Speaker
Description
The advent of data-driven approaches in materials science requires the aggregation of heterogeneous data from various sources, including simulation and experiments, which span different length scales and encompass a wide range of compositions, structures and thermodynamic conditions. In materials design, a major challenge arises from the combination of different software and file formats, leading to interoperability issues. To achieve workflow and data reusability, and meaningful interpretation, it is crucial to ensure well-described (meta)data at each step of the simulation workflow. Our aim is to establish a machine-readable standard for representing material structures, workflows and calculated properties, including their intrinsic relationships.
To describe simulations at the atomistic level, we have developed an ontology for computational material samples, CMSO, complemented by ontologies for crystallographic defects, which are often neglected in standardization approaches. Another essential aspect to achieve interoperability is describing the simulation method, this is facilitated by the Atomistic Simulation Methods Ontology (ASMO). Data annotation using these ontologies is embedded directly in the workflow with the software atomRDF. This allows users to semantically annotate jobs using pyiron as an example for the workflow environment and build an application-level knowledge graph.
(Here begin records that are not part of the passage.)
PR #361, opened 2025-04-08
Pixi support

dalmijn:
## Issue addressed
Fixes pixi support

## Explanation
Added pixi to the pyproject.toml, adjusted the workflows accordingly

## Checklist

No.


.github/workflows/docs.yml
```diff
@@ -1,104 +1,71 @@
+---
 name: Build Documentation
 
 on:
   workflow_dispatch:
   push:
     branches: [main]
     paths:
-      - tests/*
-      - hydromt_wflow/*
```
savente93, line 9: I think we do want to generate the docs if the code gets adjusted.

.github/workflows/docs.yml
```diff
@@ -1,104 +1,71 @@
...
 jobs:
   # Build docs on Linux
-  Docs:
+  docs:
     defaults:
       run:
         shell: bash -l {0}
+    env:
+      branch_name: ${{ github.head_ref || github.ref_name }}
+    timeout-minutes: 30
```
savente93, line 29: I think 30 min is very high. 10-15 min should be enough

.github/workflows/test.yml
```diff
@@ -0,0 +1,66 @@
+name: Test Package
+
+on:
+  push:
+    branches: [main]
+    paths:
```
savente93, line 6: also add this file

.github/workflows/test.yml
```diff
@@ -0,0 +1,66 @@
...
+      - .github/workflows/docs.yml
+
+jobs:
+  test:
+    defaults:
+      run:
+        shell: bash -l {0}
+    env:
+      branch_name: ${{ github.head_ref || github.ref_name }}
+    timeout-minutes: 30
```
savente93, line 26: Think the timeout can be way lower

.github/workflows/test.yml
```diff
@@ -0,0 +1,66 @@
...
+
+    strategy:
+      fail-fast: false
+      matrix:
+        os: ["ubuntu-latest"]
```
savente93, line 31: it's missing windows

.github/workflows/test.yml
```diff
@@ -0,0 +1,66 @@
...
+        run: |
+          pixi run -e test-full-py${{ matrix.python-version }} test-cov
+
+      - name: Upload coverage to codecov.io
+        if: matrix.python-version == '311'
+        uses: codecov/codecov-action@v5
+        with:
+          files: ./coverage.xml
+          token: ${{ secrets.CODECOV_TOKEN }}
+          verbose: true
```
savente93, line 66: This is not necessary, sonarcube will do this which I'll add in my PR for that

.github/workflows/test_conda.yml
```diff
@@ -0,0 +1,44 @@
+name: Conda dependency check
```
savente93, line 1: it's not entirely clear to me what this workflow does. It's called conda, but uses pixi, and it says it checks the dependencies, but it just installs the deps from the lockfile, so I don't think this does anything.

pyproject.toml
```diff
@@ -1,20 +1,40 @@
+## Build system
 [build-system]
 requires      = ["flit_core >=3.4.0,<4"]
 build-backend = "flit_core.buildapi"
 
+[tool.flit.sdist]
+include = ["hydromt_wflow"]
+exclude = ["docs", "examples", "envs", "tests", "binder", ".github"]
```
savente93, line 8: we don't have "envs" or "binder" folders as far as I'm aware

pyproject.toml
```diff
@@ -24,70 +44,95 @@ dependencies = [
...
 ]
 examples = [
-  "jupyterlab",
   "cartopy",
+  "jupyterlab",
   "nbconvert==7.13.1", # Pin as of (02-2024); 7.14 onwards causes issues with the progressbar in example notebooks. See issue #233 for more info (https://github.com/Deltares/hydromt_wflow/issues/233).
   "notebook",
 ]
+test = [
+  "pytest>=2.7.3",
```
savente93, line 74: I think you're missing `pytest-timeout`

pyproject.toml
```diff
@@ -24,70 +44,95 @@ dependencies = [
...
+    # Don't complain about missing debug-only code:
+    "def __repr__",
+    "if self\\.debug",
+
+    # Don't complain if tests don't hit defensive assertion code:
+    "raise AssertionError",
+    "raise NotImplementedError",
+
+    # Don't complain if non-runnable code isn't run:
+    "if 0:",
```
savente93, line 115: this one I disagree with. I don't want non-runnable code in the repo

pyproject.toml
```diff
@@ -96,21 +141,94 @@ docstring-code-format      = true
...
+# Clean up (some of) the temporary files
+clean = { depends-on = [
+  "clean-env-files",
+  "clean-bin",
+  "clean-dist",
+  "clean-docs-build",
+  "clean-docs-example",
+  "clean-docs-gen",
+] }
+clean-env-files = { cmd = ["rm", "-f", "environment.yml"] }
```
savente93, line 190: we removed `make_env.py` so I don't think this is necessary anymore

pyproject.toml
```diff
@@ -96,21 +141,94 @@ docstring-code-format      = true
...
+clean-docs-gen = { cmd = ["rm", "-rf", "docs/_generated"] }
+clean-docs = { depends-on = [
+  "clean-docs-build",
+  "clean-docs-example",
+  "clean-docs-gen",
+] }
+
+## Dependencies
+[tool.pixi.dependencies]
+h5py = "*"
```
savente93, line 204: this one is new, what does it do?

pyproject.toml
```diff
@@ -96,21 +141,94 @@ docstring-code-format      = true
...
+## Define the environments
+[tool.pixi.environments]
+default = { features = ["py310", "dev", "docs", "examples", "extra", "test"] }
+docs = { features = ["docs", "examples", "extra"] }
+full = { features = ["extra"] }
+slim = { features = [] }
+test-slim-py311 = { features = ["py311", "test"] }
+test-slim-py310 = { features = ["py310", "test"] }
+test-full-py311 = { features = ["py311", "extra", "test"] }
+test-full-py310 = { features = ["py310", "extra", "test"] }
```
savente93, line 234: slim in this situation is not neceesay, since it is equivalent to `--no-default-features` so I think we can simply this

savente93 (changes requested):
Looks good in general but I do have a couple of questions

.github/workflows/docs.yml
dalmijn: But not the tests I would say

pyproject.toml
dalmijn: Didnt know that flag existed, fair enough

.github/workflows/test_conda.yml
dalmijn: To test whether the newest conda deps are compatible, however it forgot to add the manual update to the newest packages.

pyproject.toml
dalmijn: I still leave it in, as it might be more convenient

pyproject.toml
dalmijn: Well, it's not used at this point. Put it in anyway

pyproject.toml
dalmijn: Deleted it.

pyproject.toml
dalmijn: Fair enough.

.github/workflows/docs.yml
savente93: yeah that's true

savente93:
will be happy to rereview once the windows versions also run successfully

savente93 (approved):
nice work Brendan!

PR #363, opened 2025-04-08
fix hanging due to open netcdf files

### LINKED ISSUE #271: Github workflows for tests and doc often hang with python 3.11 on linux

### Reproducible Example

NA

### Current behaviour

Github tests and docs workflows often hang on linux with python 3.11. We should investigate why this behavior happens and improve our tests.

### Desired behaviour

No more hanging

### Additional context

_No response_

LuukBlom:
## Issue addressed
Fixes #271 

## Explanation
Replaced all occurences of `xr.open_dataset` and `xr.open_mfdataset` with context managers.
This ensures all .nc files are closed when no longer needed. 

Note that this is still a quick fix and did not resolve the hanging workflow issue.
hydromt.DataCatalog often returns a dataset with an open file handle and Im not sure if that causes problems here or if this fix solves it, especially because the bug from #271 is difficult to reproduce in general.

As a band-aid solution, I added [retries](https://github.com/nick-fields/retry) to the relevant gh actions workflows so you dont have to manually retrigger the workflow.

## Checklist


savente93 (changes requested):
All the tests are failing, and it seems that the docs actually still hung with this implementation, can you recheck it? (feel free to reach out if you want help with it)

LuukBlom:
Ah oops. Should be fixed now! Dont know what happened/how that fixture worked locally, but should be good to go now.

hboisgon (approved):
Thanks Luuk! Nice that the retry for the docs are automated!
I still wonder about the timeout for the notebooks? It's not nice but it may still be better to have an error else I'm not sure we will notice if the notebooks timed out during building the docs meaning that they would then be incomplete.

I'll let you decide on this and approve your changes for now.

LuukBlom:
> Thanks Luuk! Nice that the retry for the docs are automated! I still wonder about the timeout for the notebooks? It's not nice but it may still be better to have an error else I'm not sure we will notice if the notebooks timed out during building the docs meaning that they would then be incomplete.
> 
> I'll let you decide on this and approve your changes for now.

Okay, I'll merge this for now then!

I dont really see another good option to automatically notice / retry when a workflow is hanging. But agree its not a nice solution
If at some point there is a problem with the timeout, we can increase/remove it by increasing/removing the `nb_timeout` variable in `conf.py`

We demonstrate the benefits of such a knowledge graph for: (i) aggregating data from heterogeneous sources in a scale-bridging fashion, (ii) allowing complex queries through an automated system to explore the data; (iii) identifying new trends and extracting material properties that were not explicitly calculated. We illustrate these benefits with two examples: the calculation of formation energies of crystal defects and the extraction of thermodynamic quantities from existing simulation data. This innovative approach, combining simulation workflows and semantic technologies, accelerates the analysis, sharing and reuse of data. Leveraging the advantages of a knowledge graph enhances interoperability and data quality, increasing compliance with the FAIR principles.